Work to complete
Please restate the data word for word, leaving out no line.

(Dataset items)
PR #3202, opened 2024-10-30
Use exec form instead of shell form in docker files

tpantelis:
This is reported by Sonar:

"_Using the shell form instead of the exec form for CMD and ENTRYPOINT instructions in Dockerfiles can lead to several issues. When you use the shell form, the executable runs as a child process to a shell, which does not pass OS signals. This can cause problems when trying to gracefully stop containers because the main process will not receive the signal intended to terminate it. Moreover, the exec form provides more control and predictability over the execution of the command. It does not invoke a command shell, which means it does not have the potential side effects of shell processing._"

### DIFF
--- a/package/Dockerfile.submariner-gateway
+++ b/package/Dockerfile.submariner-gateway
@@ -35,4 +35,4 @@ COPY --from=base /output/gateway /
 
 COPY --from=builder ${SOURCE}/package/submariner.sh ${SOURCE}/package/pluto ${SOURCE}/bin/${TARGETPLATFORM}/submariner-gateway /usr/local/bin/
 
-ENTRYPOINT submariner.sh
+ENTRYPOINT ["submariner.sh"]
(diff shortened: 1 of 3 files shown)


skitt:
This is a false positive — the entrypoints are all shell scripts, so running them using a shell or directly ends up doing the same thing, with the same number of processes (unless `sh` isn’t `bash`; but that’s not the case in our container images). The shell scripts handle signals themselves (that’s what the `trap` lines set up).

tpantelis:
> This is a false positive — the entrypoints are all shell scripts, so running them using a shell or directly ends up doing the same thing, with the same number of processes (unless `sh` isn’t `bash`; but that’s not the case in our container images). The shell scripts handle signals themselves (that’s what the `trap` lines set up).

Ok - I'll mark the Sonar issues as false positives.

Exercise answer
PR #3202, opened 2024-10-30
Use exec form instead of shell form in docker files

tpantelis:
This is reported by Sonar:

"_Using the shell form instead of the exec form for CMD and ENTRYPOINT instructions in Dockerfiles can lead to several issues. When you use the shell form, the executable runs as a child process to a shell, which does not pass OS signals. This can cause problems when trying to gracefully stop containers because the main process will not receive the signal intended to terminate it. Moreover, the exec form provides more control and predictability over the execution of the command. It does not invoke a command shell, which means it does not have the potential side effects of shell processing._"

### DIFF
--- a/package/Dockerfile.submariner-gateway
+++ b/package/Dockerfile.submariner-gateway
@@ -35,4 +35,4 @@ COPY --from=base /output/gateway /
 
 COPY --from=builder ${SOURCE}/package/submariner.sh ${SOURCE}/package/pluto ${SOURCE}/bin/${TARGETPLATFORM}/submariner-gateway /usr/local/bin/
 
-ENTRYPOINT submariner.sh
+ENTRYPOINT ["submariner.sh"]
(diff shortened: 1 of 3 files shown)


skitt:
This is a false positive — the entrypoints are all shell scripts, so running them using a shell or directly ends up doing the same thing, with the same number of processes (unless `sh` isn’t `bash`; but that’s not the case in our container images). The shell scripts handle signals themselves (that’s what the `trap` lines set up).

tpantelis:
> This is a false positive — the entrypoints are all shell scripts, so running them using a shell or directly ends up doing the same thing, with the same number of processes (unless `sh` isn’t `bash`; but that’s not the case in our container images). The shell scripts handle signals themselves (that’s what the `trap` lines set up).

Ok - I'll mark the Sonar issues as false positives.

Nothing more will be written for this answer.